A couple of sentences or phrases jumped out of me that might provide some clues to the problem:

"...he cheated on my eldest grandson’s mother with her..."

IDKY you felt the need to point this out. Is it possible you have a negative attitude towards her/their relationship b/c of this? (I wouldn't blame you). And that she senses it despite your best efforts? If that may be, could you find it in your heart to let this past behavior go? Or, at least, move it a little further to the back of your mind?

"Everything has to be on her terms..."

I'm not sure what you mean by "on her terms." Perhaps she's rigid about schedules, etc? Some parents are. Your AC and XDIL may be more flexible (like my DD and SIL) and that's wonderful. But flexibility may not be part of P's personality.

Or maybe she's just a game-player as you and others have suggested. Regardless, IMO, the best idea may be to make your invitations through DS, as others have said.
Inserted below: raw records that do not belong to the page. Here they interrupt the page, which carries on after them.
Issue #909, opened 2021-03-10
Articulations of notes in chords are uncorrectly written in MusicXML


louisbigo:
**music21 version**

`6.6.0`

**Problem summary**
It seems that string/fret articulations are uncorrectly written (or not written at all) in musicXML when applied to a Note which is in a Chord (although it works well for single notes). Maybe its because in case of chords, articulations are likely to concern the whole chord (but I'm not sure of that, in any case this obviously does not apply for string/fret informations which are distinct for each note of a chord).

I found that the problem can be solved by adding the following lines in the function `noteToNotations` in `m21ToXml.py`. This is really ad-hoc to string/fret articulations and I'm sure it can be corrected in a much cleaner way. I still put the code here in case it might be useful to someone, and in case it can help to improve the code properly.

```
if chordParent is not None:
    for a in n.articulations:
        if 'TechnicalIndication' in a.classes:
            if 'StringIndication' in a.classes or 'FretIndication' in a.classes:
                if mxTechnicalMark is None:
                    mxTechnicalMark = Element('technical')
                mxTechnicalMark.append(self.articulationToXmlTechnical(a))
```

jacobtylerwalls:
https://github.com/cuthbertLab/music21/blob/60d91ddaf4a7398337181a6168c9ec45abcb93b3/music21/articulations.py#L455-L460

Speaking only for myself, I agree it would be wise to loosen this at least as far as StringIndication and FretIndication. I would try something like this:

```diff
diff --git a/music21/musicxml/m21ToXml.py b/music21/musicxml/m21ToXml.py
index 7d06c39c1..295821392 100644
--- a/music21/musicxml/m21ToXml.py
+++ b/music21/musicxml/m21ToXml.py
@@ -4006,11 +4006,12 @@ class MeasureExporter(XMLExporterBase):
                 else:
                     notations.append(mxExpression)
 
-        # apply all articulations apart from fingerings only to first note of chord
+        # allow all articulations on first note of chord
+        # else, only allow certain ones (Fingering, FretIndication, StringIndication)
         applicableArticulations = []
         fingeringNumber = 0
         for a in chordOrNote.articulations:
-            if 'Fingering' in a.classSet:
+            if not a.classSet.isdisjoint(('Fingering', 'FretIndication', 'StringIndication')):
                 if fingeringNumber == noteIndexInChord:
                     applicableArticulations.append(a)
                 fingeringNumber += 1
```

[...]

PR #1142, opened 2021-09-28
Hammer-on and Pull-off as Spanners

louisbigo:


music21/musicxml/m21ToXml.py
```diff
@@ -4823,7 +4893,7 @@ def articulationToXmlTechnical(self, articulationMark):
             musicXMLTechnicalName = 'other-technical'
 
         # TODO: support additional technical marks listed above
-        if musicXMLTechnicalName in ('hammer-on', 'pull-off', 'bend', 'hole', 'arrow'):
+        if musicXMLTechnicalName in ('bend', 'hole', 'arrow'):
```
jacobtylerwalls, line 4896: Since this is now unreachable ('bend' etc are not in the dict):

```suggestion
        if musicXMLTechnicalName in ('bend', 'hole', 'arrow'):  # pragma: no cover
```

This will exempt from test coverage. But leaving this in is good in case we add these classes to the dict but don't fully implement in future.

jacobtylerwalls (commented):
Thanks for this contribution.

About the failing test: I think we can leave the example for translating a hammer-on, but remove the remarks about "Same with technical marks not yet supported." which I added in #780. We don't need an example for unsupported marks since there shouldn't be a way to produce `<other-technical />` now since Arrow, Hole, and Bend are not even in `TECHNICAL_MARKS_REV`.

So in sum, I suggest keeping this much:

```python
        >>> h = articulations.HammerOn()
        >>> mxOther = MEX.articulationToXmlTechnical(h)
        >>> MEX.dump(mxOther)
```

because we don't want either `<fret>0</fret>` or `<other-technical>`. This might require returning early from `articulationToXmlTechnical()` -- which we reach if the articulation is in the note's array of articulations (which I think is reasonable to expect). I left some comments that should help guide us toward that.

Thanks again!

music21/musicxml/xmlToM21.py
```diff
@@ -3939,6 +3939,12 @@ def xmlNotationsToSpanners(self, mxNotations, n):
                                     )
             self.setColor(mxObj, slur)
 
+        for mxObj in mxNotations.findall('technical/hammer-on'):
+            self.xmlOneSpanner(mxObj, n, articulations.HammerOn)
+
+        for mxObj in mxNotations.findall('technical/pull-off'):
+            self.xmlOneSpanner(mxObj, n, articulations.PullOff)
+
```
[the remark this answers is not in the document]
louisbigo: Ok I understand we might want to add them in the articulations. But we can not use `xmlTechnicalToArticulation` as they are not in TECHNICAL_MARKS anymore. So I think we would like hammer-on to be in TECHNICAL_MARKS for reading (so it would automatically benefit from the standard way to be appended to the articulations list) but not for writing (as we don't want it to be written as standard technicals). Maybe the ultimate perspective would be to have 2 distinct lists TECHNICAL_MARKS, one for reading and one for writing. But I guess this would require some important code modifications which are unnecessary at this stage.

So for now when reading I'll explicitly  append them in the articulation list which seems to be the most reasonable choice at the moment.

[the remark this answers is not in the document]
jacobtylerwalls: Thanks, that seems like a wise course of action. When CI passes this will be mergeable, I think!

music21/musicxml/m21ToXml.py
```diff
@@ -3403,6 +3403,69 @@ def objectAttachedSpannersToNotations(self, obj, objectSpannerBundle=None):
...
+        technicals = []
+        if objectSpannerBundle is not None:
+            sb = objectSpannerBundle
+        else:
+            sb = self.objectSpannerBundle
+
+        if not sb:
+            return technicals
+
+        for su in sb.getByClass('articulations.HammerOn'):
```
jacobtylerwalls, line 3443:
```suggestion
        for su in sb.getByClass(articulations.HammerOn):
```

Ah, sorry I meant this, the evaluated class name, not a string. I suggested it because I supposed it would run every note in musicxml export and needed to be fast, but looking just above we have a short-circuit, so I'm not even concerned about it at this point. But I think this change is was caused more tests to fail.

music21/musicxml/m21ToXml.py
```diff
@@ -3403,6 +3403,69 @@ def objectAttachedSpannersToNotations(self, obj, objectSpannerBundle=None):
...
+                mxHammerOn.set('type', 'start')
+                mxHammerOn.text = 'H'
+            elif su.isLast(obj):
+                mxHammerOn.set('type', 'stop')
+            else:
+                continue
+            mxHammerOn.set('number', "1")
+            technicals.append(mxHammerOn)
+
+        for su in sb.getByClass('articulations.PullOff'):
```
jacobtylerwalls, line 3455:
```suggestion
        for su in sb.getByClass(articulations.PullOff):
```

music21/musicxml/m21ToXml.py
```diff
@@ -4823,7 +4889,7 @@ def articulationToXmlTechnical(self, articulationMark):
             musicXMLTechnicalName = 'other-technical'
```
jacobtylerwalls, line 4889: We will need to return early to avoid getting the `<other-technical>`.

music21/musicxml/m21ToXml.py
```diff
@@ -4800,13 +4870,9 @@ def articulationToXmlTechnical(self, articulationMark):
         >>> MEX.dump(mxOther)
         <other-technical>unda maris</other-technical>
 
-        Same with technical marks not yet supported.
-        TODO: support HammerOn, PullOff, Bend, Hole, Arrow.
-
         >>> h = articulations.HammerOn()
         >>> mxOther = MEX.articulationToXmlTechnical(h)
         >>> MEX.dump(mxOther)
-        <other-technical />
```
jacobtylerwalls, line 4809:
```suggestion
        >>> MEX.dump(mxOther) is None
        True
```
Cosmetic thing I forgot to mention: so that it doesn't look in the Sphinx-built version of docs that something is missing or someone forgot to write the result.

music21/musicxml/m21ToXml.py
jacobtylerwalls: Let's do it. Maybe the hammer-on doctest can also be moved to `noteToNotations` if not too much effort.

jacobtylerwalls: Ah. I see. The doctest is useless now because we can't export unless we have a Stream object with the spanner in its spanner bundle. Okay. This is getting too complex for a doctest; we're just trying to see that the `<other-technical>` went away. Maybe you can add a couple lines to `testArticulationSpecialCases()`: add the HammerOn to the note, and then assert
```python
        self.assertIsNone(tree.find('.//other-technical'))
```
Thanks for bearing with me; once we get this we'll have CI passing and should be good.

music21/musicxml/xmlToM21.py
```diff
@@ -3939,6 +3939,14 @@ def xmlNotationsToSpanners(self, mxNotations, n):
                                     )
             self.setColor(mxObj, slur)
 
+        for mxObj in mxNotations.findall('technical/hammer-on'):
+            self.xmlOneSpanner(mxObj, n, articulations.HammerOn)
+            n.articulations.append(articulations.HammerOn())
+
+        for mxObj in mxNotations.findall('technical/pull-off'):
+            self.xmlOneSpanner(mxObj, n, articulations.PullOff)
+            n.articulations.append(articulations.PullOff())
```
jacobtylerwalls, line 3948: Ah. We need to append the same articulation object returned by xmlOneSpanner, not a fresh object.

jacobtylerwalls:
Green CI!

I was expecting some weirdness with chords, perhaps, since we haven't done #909. But I think this is too basic and too easy to fix:

```python
>>> n = note.Note()
>>> n2 = note.Note()
>>> h = articulations.HammerOn([n, n2])
>>> n.articulations.append(h)
>>> n2.articulations.append(h2)
>>> c = chord.Chord([n])
>>> c2 = chord.Chord([n2])
>>> s = stream.Stream([h, c, c2])
>>> s.show()  # no hammer on
```

Haven't tested, but hoping something like...
```diff
diff --git a/music21/musicxml/m21ToXml.py b/music21/musicxml/m21ToXml.py
index 8848efc3b..b658a0f71 100644
--- a/music21/musicxml/m21ToXml.py
+++ b/music21/musicxml/m21ToXml.py
@@ -4456,7 +4456,12 @@ class MeasureExporter(XMLExporterBase):
         # TODO: glissando
         # TODO: slide
 
-        spannerTechnicals = self.objectAttachedSpannersToTechnicals(n)
+        if isSingleNoteOrFirstInChord and chordParent is not None:
+            spannerTechnicals = self.objectAttachedSpannersToTechnicals(chordParent)
+        elif chordParent is not None:
+            spannerTechnicals = None
+        else:
+            spannerTechnicals = self.objectAttachedSpannersToTechnicals(n)
         if spannerTechnicals:
             if mxTechnicalMark is None:
                 mxTechnicalMark = Element('technical')
```

jacobtylerwalls:
> Could we consider linking hammer-on/pull-off to notes (possibly inside chords) exclusively, but not to chords ? I'm not sure if it would make sense to include a chord within a (spanner) HammerOn.

Yes. I don't think we need to support chord-level hammerOns, certainly not in this PR. Just being able to export them from a contained note.

I re-read #909 and saw that we are not currently supporting exporting of articulations from individual chord notes. But we are allowing slurs (spanners) from individual notes. So I'm hoping there's a not-invasive way to support it as a spanner, and not deal with the articulations issues. If not, feel free to say you think it's out of scope for now. Thanks again.

jacobtylerwalls:
> Should we investigate further in that direction ?

Thanks for looking. I now see that slurs between individual chord notes aren't exported (which makes sense, since it's nonstandard to have to slurs on separate notes of a chord), but with hammer-ons we have more of a valid use case to export spanners found on individual notes. (Is that correct?)

I think that should be a follow-up PR to deal with collecting the spanners from chord notes.

Thanks again for this great contribution! Will see if Myke has any comments.

music21/articulations.py
```diff
@@ -583,10 +584,16 @@ class FrettedPluck(FretIndication, Fingering):
     '''
     pass
 
-class HammerOn(FretIndication):
+class HammerOn(spanner.Spanner, TechnicalIndication):
```
mscuthbert, line 587: Should these also be FretIndications as well?

music21/musicxml/m21ToXml.py
```diff
@@ -3403,6 +3402,80 @@ def objectAttachedSpannersToNotations(self, obj, objectSpannerBundle=None):
...
+        '''
+        return a list of <technical> from spanners related to the object that should appear
+        in the technical tag of the notations tag (hammer-on, pull-off etc.)
+
+        >>> n0 = note.Note('C')
+        >>> n1 = note.Note('D')
+        >>> n2 = note.Note('F')
+        >>> n3 = note.Note('E')
+        >>> hammerOn01 = articulations.HammerOn([n0,n1])
+        >>> pullOff23 = articulations.PullOff([n2,n3])
```
mscuthbert, line 3415: spaces after commas

music21/musicxml/m21ToXml.py
```diff
@@ -4799,14 +4888,6 @@ def articulationToXmlTechnical(self, articulationMark):
...
         >>> MEX.dump(mxOther)
         <other-technical>unda maris</other-technical>
-
-        Same with technical marks not yet supported.
-        TODO: support HammerOn, PullOff, Bend, Hole, Arrow.
-
-        >>> h = articulations.HammerOn()
-        >>> mxOther = MEX.articulationToXmlTechnical(h)
-        >>> MEX.dump(mxOther)
-        <other-technical />
```
mscuthbert, line 4809: If Bend, Hole, Arrow are still not supported, then we should leave this but just change the example to one of those.

music21/musicxml/m21ToXml.py
```diff
@@ -4823,7 +4904,7 @@ def articulationToXmlTechnical(self, articulationMark):
             musicXMLTechnicalName = 'other-technical'
 
         # TODO: support additional technical marks listed above
-        if musicXMLTechnicalName in ('hammer-on', 'pull-off', 'bend', 'hole', 'arrow'):
+        if musicXMLTechnicalName in ('bend', 'hole', 'arrow'):  # pragma: no cover
```
mscuthbert, line 4907: remove pragma: no cover -- following comment above.

louisbigo:
Ok so that would mean removing (in xmlToM21.py, l.3942) the two commented lines below (or should we remove the whole block as you mentioned @jacobtylerwalls ? but in this case I don't see how hammerOn/PullOff could be included in the stream, even as spanners, correct me if I'm wrong)

```
        for mxObj in mxNotations.findall('technical/hammer-on'):
            ho = self.xmlOneSpanner(mxObj, n, articulations.HammerOn)
            # n.articulations.append(ho)

        for mxObj in mxNotations.findall('technical/pull-off'):
            po = self.xmlOneSpanner(mxObj, n, articulations.PullOff)
            # n.articulations.append(po)
```

jacobtylerwalls:
You're quite right--I misspoke!

jacobtylerwalls:
Hi @mscuthbert any concerns if I squash and merge sometime these next couple weeks?

We left the chord behavior undefined (status quo), and didn't import ho/po's into a note's articulations or expressions array, and have not moved these classes out of the articulations module. (I get that to do so is probably a tolerable break of Backwards Compatibility given that the classes did nothing, but I'm not sure I see the payoff of breaking BC to move it into spanners, either. Something to be said for the fact that users might look in the articulations module to find them!)

mscuthbert:
This discussion got lost in my Thanksgiving-New Year crush.  Looking at it again soon.

mscuthbert:
I've read this again (thanks for working on first just the single-note hammer on first; we'll get to chords later) and looked through the literature on hammer-on/pull-off in general.  I'm still not sure that putting spanners inside articulations-list on a Note is the right way to do this -- we don't do this with multiple-note Tremolos, for instance -- they're in Spanners stored in the measure or Part object.  

(keeping everything simple here and referring to Notes alone and not yet Chords, etc.)

Spanners contain (span) Notes.  Notes should not contain spanners.  Articulations in particular are objects attached to a single Note.

I think that there are multiple things happening in the playing and notation of a hammer on or pull off and, despite being more complex to create, should probably be represented by multiple objects:

Notes that are to be represented as slurred together, showing a hammer-on/pull-off chain should be in a Spanner (probably a HammerPullChain subclass of Slur [or HammerPullSlur]).  And that Spanner goes in the Measure/Part object (spannerBundles can figure out the right place).   Any Note can figure out if it's in a HammerPullChain by doing n.getSpannerSites('HammerPullChain').  Etc.   This should probably go in the spanner module.

The actual HammerOn, PullOff non-spanners can go in articulations.  Probably the musicxml way of specifying start and stop variants of the same articulation is the best way, but I'm not entirely sure.  Definitely this is where the configuration about whether to display H or P (or something else) should go.

---
For Chords where only some notes are HammerOn/Off, we could put in the HammerPullChain object a dictionary mapping Chords in the spanner to a list of notes (or note indexes) that the grouping applies to.

The HammerPullChain object could have a helper method that adds appropriate articulation objects to the Notes/Chords automatically.

Thanks for giving me the time to think through this more.  Spanners are already one of the most complex parts of music21, and a solution that makes all this possible without making Spanners even more complex is important to me.

mscuthbert (changes requested):
See previous comment about HammerPullChain etc. for how I think this should be implemented.

jacobtylerwalls:
> I'm still not sure that putting spanners inside articulations-list on a Note is the right way to do this -- we don't do this with multiple-note Tremolos, for instance -- they're in Spanners stored in the measure or Part object.

Thanks for the careful review -- just want to flag a potential point of crossed wires. The above (⬆️ ) is not what the PR currently does; I do spot one test that _suggests_ that it might, but it's to just "be permissive" during export on behalf of users who might have tried to execute that pattern themselves. A comment over the test is probably in order to clarify.

jacobtylerwalls:
> Notes that are to be represented as slurred together, showing a hammer-on/pull-off chain should be in a Spanner (probably a HammerPullChain subclass of Slur [or HammerPullSlur]). And that Spanner goes in the Measure/Part object (spannerBundles can figure out the right place). Any Note can figure out if it's in a HammerPullChain by doing n.getSpannerSites('HammerPullChain'). Etc. This should probably go in the spanner module.

The PR does roughly this now, just without renaming the classes "chain", without moving the classes to the spanner module, and without subclassing Slur. But those seem easily done.

> The actual HammerOn, PullOff non-spanners can go in articulations. Probably the musicxml way of specifying start and stop variants of the same articulation is the best way, but I'm not entirely sure. Definitely this is where the configuration about whether to display H or P (or something else) should go.

Do you have a sense of what the other objects would represent? I was thinking start and stop would just naturally be expressed by the start and stop notes of the spanner, and text on the spanner also, since different text on different start/stop objects would add complexity to have to diff them. Let me know if I'm missing something obvious!

mscuthbert:
> > I'm still not sure that putting spanners inside articulations-list on a Note is the right way to do this -- we don't do this with multiple-note Tremolos, for instance -- they're in Spanners stored in the measure or Part object.
> 
> Thanks for the careful review -- just want to flag a potential point of crossed wires. The above (⬆️ ) is not what the PR currently does;

Screen Shot 2022-01-11 at 15 38 20

These are spanners attached to notes, not notes attached to spanners.

jacobtylerwalls:
Right, that's the "permissive export" test case I was referring to: intended for the case that _users_ have stuck HammerOns on a note's articulation array--not that the documentation says to, or that the musicxml importer did so, but just accounting for the fact that they might have _tried_ to. In that case, this branch prevents stray `<other-technical>` tags from being written out. (This branch is "if not hammer on... keep on doing stuff"). Of course, we're not responsible for making the exporter safe against all kinds of things a user might have done against the documented patterns--they're on their own if they put a Stream in a `.articulations`--but this just seemed like an easy, non-far-fetched thing to do. (For instance, some discussion above about whether an m21 user would know where to find in the docs that slurs don't go in these arrays.)

But the value of the "do no harm" branch has already "done harm" by slowing us down here, so I would be glad to volunteer myself to rewrite the comment for clarity!

music21/musicxml/m21ToXml.py
```diff
@@ -6893,16 +6974,19 @@ def testFullMeasureRest(self):
         self.assertEqual(rest.get('measure'), 'yes')
 
     def testArticulationSpecialCases(self):
-        n = note.Note()
+        n1 = note.Note()
         a = articulations.StringIndication()
-        n.articulations.append(a)
+        n1.articulations.append(a)
+        h = articulations.HammerOn()
+        n1.articulations.append(h)
```
jacobtylerwalls, line 6981: This will need a blaring warning/docstring saying *don't do this*, but if you did...

music21/musicxml/m21ToXml.py
```diff
@@ -6893,16 +6974,19 @@ def testFullMeasureRest(self):
...
 
         # Legal values for StringIndication begin at 1
         self.assertEqual(a.number, 0)
         # Use GEX to go through wellformed object conversion
-        gex = GeneralObjectExporter(n)
+        gex = GeneralObjectExporter(n1)
         tree = et_fromstring(gex.parse().decode('utf-8'))
         self.assertIsNone(tree.find('.//string'))
+        self.assertIsNone(tree.find('.//other-technical'))
```
jacobtylerwalls, line 6989: ... then at least we didn't write out `<other-technical>`.

music21/musicxml/m21ToXml.py
```diff
@@ -4341,7 +4415,9 @@ def noteToNotations(self, n, noteIndexInChord=0, chordParent=None):
                     applicableArticulations.append(a)
                 fingeringNumber += 1
             elif isSingleNoteOrFirstInChord:
-                applicableArticulations.append(a)
+                # hammer-on/pull-off are written from their Spanner representation
+                if not isinstance(a, (articulations.HammerOn, articulations.PullOff)):
+                    applicableArticulations.append(a)
```
jacobtylerwalls, line 4420: Should add a blaring comment something like "safe to ignore any HammerOn or PullOff a user might have put in this array"

music21/spanner.py
```diff
@@ -2684,6 +2684,29 @@ def testGetSpannedElementIds(self):
...
+    def testHammerOnPullOff(self):
+        from music21 import converter
+        from music21.musicxml import testPrimitive
+
+        s = converter.parse(testPrimitive.notations32a)
+
+        num_hammer_on = len(s.flatten().getElementsByClass('HammerOn'))
+        num_pull_off = len(s.flatten().getElementsByClass('PullOff'))
+        self.assertEqual(num_hammer_on, 1)
+        self.assertEqual(num_pull_off, 1)
```
jacobtylerwalls, line 2696: This is how importing currently works.

music21/musicxml/xmlToM21.py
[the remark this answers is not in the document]
jacobtylerwalls: We reversed course in 72b79c4 and decided not to put these objects in the articulations array.

jacobtylerwalls:
@mscuthbert I just fixed merge conflicts and added some comments. I'm happy to "take over" and push any requested changes to get this in.

Big picture: I think we're on the same page these should be spanners (they are), and that they shouldn't be put on the `.articulations` array of a note (they aren't--the importer doesn't do it--but there _is_ some code to guard against the possibility of a user doing that _themselves_)

The new `HammerOn` and `PullOff` classes could be moved to the spanner module if wanted. Easy find/replace. They do inherit from `articulations.TechnicalIndication` though. Can't figure out the best place for them. I documented more clearly that they don't go on `.articulations`.

mscuthbert:
Thanks!  @jacobtylerwalls -- finally had a chance to review and looks great.  Merging.

mscuthbert (approved):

In fact, it may be a good idea to give him a list of dates and times that you're available for, say, a given month, let him go over it w/ P, and then get back to you about what will work for them. Chances are, P will have an excuse for every one of them, but IMO, it's worth a try.

If that doesn't work out, then I agree w/ other posters, that you should just make a casual invite, now and then, and leave it at that. Perhaps invite those GC to outings that you're taking w/ some of your other GC, so that even if DS and P say "no," you'll still enjoy a day w/ grands.

As for getting P to stop lying on social media, etc., I'm afraid I also agree w/ the others that you can't. Please just ignore her comments and don't worry what others will think. Those who know you will know it's not true, and those who don't, well, they don't really matter in your life, do they? Besides, not everyone will even be sure which GPs she's talking about. So please let it go as best you can and just enjoy the marvelous relationships you do have. xx

Starlady Wed 07-Aug-19 18:56:00

Just saw this, Tempest:

"I have spoken with my son who after being emotionally brutalised by P for 3 years, always sides with her or else she throws him out and tries to stop him seeing his son. He is brainwashed to her outlook now and will not listen to anyone but her and her narcissistic skewed bile. I think I just need to let it be until he hopefully sees the light one day."

Or you may need to wait till the kids are older and P doesn't have so much influence over where they live or who they get to see. IDK, but it's possible that he goes along w/ her b/c otherwise "she throws him out and tries to sop him seeing his son." As the kids get older, her may suddenly do an about face.